What to do: The word "make" marks the lines you need; copy each of them from the data.

Recorded data:
PR #11376, opened 2025-04-01
docs: add comment explaining select version()

mguida22:
### Description of change

Adds a comment explaining why we use `SELECT version()` for Postgres version detection. (Follow up to https://github.com/typeorm/typeorm/pull/11375).

### Pull-Request Checklist

- [x] ~~This pull request links relevant issues as `Fixes #0000`~~
- [x] ~~There are new or updated unit tests validating the change~~
- [x] ~~Documentation has been updated to reflect this change~~

### DIFF
--- a/src/driver/postgres/PostgresQueryRunner.ts
+++ b/src/driver/postgres/PostgresQueryRunner.ts
@@ -4157,6 +4157,12 @@ export class PostgresQueryRunner
      * Loads Postgres version.
      */
     async getVersion(): Promise<string> {
+        // we use `SELECT version()` instead of `SHOW server_version` or `SHOW server_version_num`
+        // to maintain compatability with Amazon Redshift.
+        //
+        // see:
+        //  - https://github.com/typeorm/typeorm/pull/9319
+        //  - https://docs.aws.amazon.com/redshift/latest/dg/c_unsupported-postgresql-functions.html
         const result: [{ version: string }] = await this.query(
             `SELECT version()`,
         )


naorpeled (approved):

alumni:
FYI, I discovered CrateDB which does the following:
```sql
SELECT VERSION();
-- CrateDB 5.10.3 (built e185886/NA, Linux 6.12.13-200.fc41.aarch64 aarch64, OpenJDK 64-Bit Server VM 23.0.2+7)
SHOW SERVER_VERSION;
-- 14.0
```

I guess it's difficult to make this work, and there's a PR that tries not to load the version on connect. It might actually be sensible to offer a lazy-loading option for the server version at some point.

alumni (approved):

src/driver/postgres/PostgresQueryRunner.ts
```diff
@@ -4157,6 +4157,12 @@ export class PostgresQueryRunner
...
      */
     async getVersion(): Promise<string> {
+        // we use `SELECT version()` instead of `SHOW server_version` or `SHOW server_version_num`
+        // to maintain compatability with Amazon Redshift.
+        //
+        // see:
+        //  - https://github.com/typeorm/typeorm/pull/9319
+        //  - https://docs.aws.amazon.com/redshift/latest/dg/c_unsupported-postgresql-functions.html
         const result: [{ version: string }] = await this.query(
             `SELECT version()`,
```
alumni, line 4167: I noticed CrateDB names the column `pg_catalog.version()` 🤦🏻 

```sql
SELECT version() AS "version"
```

mguida22:
> FYI, I discovered CrateDB which does the following:
> 
> ```sql
> SELECT VERSION();
> -- CrateDB 5.10.3 (built e185886/NA, Linux 6.12.13-200.fc41.aarch64 aarch64, OpenJDK 64-Bit Server VM 23.0.2+7)
> SHOW SERVER_VERSION;
> -- 14.0
> ```
> 
> I guess it's difficult to make this work, and there's a PR that tries not to load the version on connect. It might actually be sensible to offer a lazy-loading option for the server version at some point. In that case we could maybe afford to write a `try-catch` that does two queries in case one fails.

Yeah I think that's the route we'll need to take eventually. We can assume it's compatible with Postgres first and fallback to an alternative if that fails to resolve.

That CrateDB example is tricky. Currently we'll resolve to the 'wrong' version since we're really looking for a Postgres compatibility version but they return the CrateDB version.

Solution to this task:
I guess it's difficult to make this work, and there's a PR that tries not to load the version on connect. It might actually be sensible to offer a lazy-loading option for the server version at some point.
> I guess it's difficult to make this work, and there's a PR that tries not to load the version on connect. It might actually be sensible to offer a lazy-loading option for the server version at some point. In that case we could maybe afford to write a `try-catch` that does two queries in case one fails.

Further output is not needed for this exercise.